**PROBLEM DESCRIPTION**
Would you please output the lines from the one holding "node property editor" to the end of the entries, exactly and with no others?

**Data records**

PR #1251, opened 2023-02-17
UI Enhancements for MaterialX Graph Editor

kwokcb:
UI enhancement proposals:

* Add in a file menu with hotkeys
  * Move the exisitng buttons to menus, with CTRL-O, N, S for open, new and save
    

* Add in a help menu.
  * Add in all the hot-keys, and mouse short-cuts.
  * Added `L` for layout since it has none.
  * Could add a menu for graph for "hidden" functionality.
    

* Add in Viewer menu.
  * For now ad in geometry load as is possible from command line

### DIFF
--- a/source/MaterialXGraphEditor/Graph.cpp
+++ b/source/MaterialXGraphEditor/Graph.cpp
@@ -825,10 +825,14 @@ void Graph::updateMaterials(mx::InputPtr input, mx::ValuePtr value)
     }
 }
 // set the value of the selected node constants in the node property editor
-void Graph::setConstant(UiNodePtr node, mx::InputPtr& input)
+void Graph::setConstant(UiNodePtr node, mx::InputPtr& input, const mx::UIProperties& uiProperties)
 {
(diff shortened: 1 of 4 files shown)


jstone-lucasfilm:
This looks excellent so far, thanks @kwokcb!

One initial thought:

Since `Auto Layout` has the potential to undo an artist's choices with respect the layout of a graph, maybe we shouldn't assign this command to a hot key?

lfl-eholthouser (commented):
This looks great. Thanks @bernardkwok! One minor note for the help window is that Ctrl-F is used instead of Ctrl-S to find a node by its name

kwokcb:
Thanks for the feedback. I'll not add any new keys for now and fix the Ctrl-F. If it's okay, I'm thinking to move "Automatic Layout" under a "Graph" menu so existing hot-key items as well as new items can reside there.

jstone-lucasfilm (approved):
Great work, thanks @kwokcb!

**RESULT**
 // set the value of the selected node constants in the node property editor
-void Graph::setConstant(UiNodePtr node, mx::InputPtr& input)
+void Graph::setConstant(UiNodePtr node, mx::InputPtr& input, const mx::UIProperties& uiProperties)
 {
(diff shortened: 1 of 4 files shown)


jstone-lucasfilm:
This looks excellent so far, thanks @kwokcb!

One initial thought:

Since `Auto Layout` has the potential to undo an artist's choices with respect the layout of a graph, maybe we shouldn't assign this command to a hot key?

lfl-eholthouser (commented):
This looks great. Thanks @bernardkwok! One minor note for the help window is that Ctrl-F is used instead of Ctrl-S to find a node by its name

kwokcb:
Thanks for the feedback. I'll not add any new keys for now and fix the Ctrl-F. If it's okay, I'm thinking to move "Automatic Layout" under a "Graph" menu so existing hot-key items as well as new items can reside there.

jstone-lucasfilm (approved):
Great work, thanks @kwokcb!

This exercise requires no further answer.